____ The data
PR #320, opened 2024-06-18
OPSEXP-2664: update APS app probes endpoints

alxgomz:
Ref: OPSEXP-2664

(APS admin dev images are not released so we'll have to wait for release before we can do/test it OPSEXP-2702)

### DIFF
--- a/charts/alfresco-activiti/README.md
+++ b/charts/alfresco-activiti/README.md
@@ -64,11 +64,12 @@ A Helm chart for Alfresco Activiti
 | ingress.hosts[0].paths[0].pathType | string | `"Prefix"` |  |
 | ingress.tls | list | `[]` |  |
 | license.secretName | string | `nil` |  |
-| livenessProbe.failureThreshold | int | `5` |  |
-| livenessProbe.initialDelaySeconds | int | `25` |  |
-| livenessProbe.path | string | `"/activiti-app/app/rest/locale"` |  |
-| livenessProbe.periodSeconds | int | `10` |  |
-| livenessProbe.timeoutSeconds | int | `5` |  |
+| livenessProbe.<<.failureThreshold | int | `5` |  |
+| livenessProbe.<<.initialDelaySeconds | int | `25` |  |
+| livenessProbe.<<.path | string | `"/activiti-app/actuator/health/readiness"` | Make sure to set `readinessProbe.path` to `/activiti-app/app/rest/locale` if you're using a version of APS prior to 24.2.0 |
+| livenessProbe.<<.periodSeconds | int | `10` |  |
+| livenessProbe.<<.timeoutSeconds | int | `5` |  |
+| livenessProbe.path | string | `"/activiti-app/actuator/health/liveness"` |  |
 | nodeSelector | object | `{}` |  |
 | persistence.accessModes[0] | string | `"ReadWriteOnce"` |  |
 | persistence.baseSize | string | `"20Gi"` | Initial default size of dynamically provisioned storage |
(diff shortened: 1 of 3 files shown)


charts/alfresco-activiti/values.yaml
```diff
@@ -61,12 +61,16 @@ persistence:
...
+  path: /activiti-app/actuator/health/readiness
   initialDelaySeconds: 25
   periodSeconds: 10
   failureThreshold: 5
   timeoutSeconds: 5
-livenessProbe: *apsProbe
+livenessProbe:
+  <<: *apsProbe
+  # -- Make sure to set `readinessProbe.path` to `/activiti-app/app/rest/locale` if you're using a version of APS prior to 24.3.0
+  path: /activiti-app/actuator/health/liveness
```
pmacius, line 73: Shouldn't we have some different initialDelayseconds etc. now when the endpoints are different

alxgomz: I see no good settings I could change here. even the initial delay is not worth changing given the app runs in tomcat and tomcat would only treat requests after full startup of the app.

pmacius (approved):

charts/alfresco-activiti/README.md
```diff
@@ -64,11 +64,12 @@ A Helm chart for Alfresco Activiti
...
-| livenessProbe.failureThreshold | int | `5` |  |
-| livenessProbe.initialDelaySeconds | int | `25` |  |
-| livenessProbe.path | string | `"/activiti-app/app/rest/locale"` |  |
-| livenessProbe.periodSeconds | int | `10` |  |
-| livenessProbe.timeoutSeconds | int | `5` |  |
+| livenessProbe.<<.failureThreshold | int | `5` |  |
+| livenessProbe.<<.initialDelaySeconds | int | `25` |  |
+| livenessProbe.<<.path | string | `"/activiti-app/actuator/health/readiness"` | Make sure to set `readinessProbe.path` to `/activiti-app/app/rest/locale` if you're using a version of APS prior to 24.3.0 |
+| livenessProbe.<<.periodSeconds | int | `10` |  |
+| livenessProbe.<<.timeoutSeconds | int | `5` |  |
```
gionn, line 71: helm-docs doesn't seems to like that syntax, I prefer we just repeat those few keys

alxgomz: mmmm Indeed, I missed that

charts/alfresco-activiti/values.yaml
```diff
@@ -60,13 +60,20 @@ persistence:
...
-  path: /activiti-app/app/rest/locale
+readinessProbe:
+  # -- Make sure to set `readinessProbe.path` to `/activiti-app/app/rest/locale` if you're using a version of APS prior to 24.3.0
+  path: /activiti-app/actuator/health/readiness
+  initialDelaySeconds: 25
+  periodSeconds: 10
+  failureThreshold: 5
+  timeoutSeconds: 5
+livenessProbe:
+  # -- Make sure to set `lvenessProbe.path` to `/activiti-app/app/rest/locale` if you're using a version of APS prior to 24.3.0
```
gionn, line 71:
```suggestion
  # -- For APS prior to 24.3.0, path must be set to `/activiti-app/app/rest/locale`
```

charts/alfresco-activiti/values.yaml
```diff
@@ -60,13 +60,20 @@ persistence:
   data:
     mountPath: "/usr/local/data"
     subPath: "alfresco-process-services/process-data"
-readinessProbe: &apsProbe
-  path: /activiti-app/app/rest/locale
+readinessProbe:
+  # -- Make sure to set `readinessProbe.path` to `/activiti-app/app/rest/locale` if you're using a version of APS prior to 24.3.0
```
gionn, line 64:
```suggestion
  # -- For APS prior to 24.3.0, path must be set to `/activiti-app/app/rest/locale`
```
________
How to complete this task:
Across the entries above, find each line with the word "alxgomz" and please copy it out.

The completed task:
alxgomz:
alxgomz: I see no good settings I could change here. even the initial delay is not worth changing given the app runs in tomcat and tomcat would only treat requests after full startup of the app.
alxgomz: mmmm Indeed, I missed that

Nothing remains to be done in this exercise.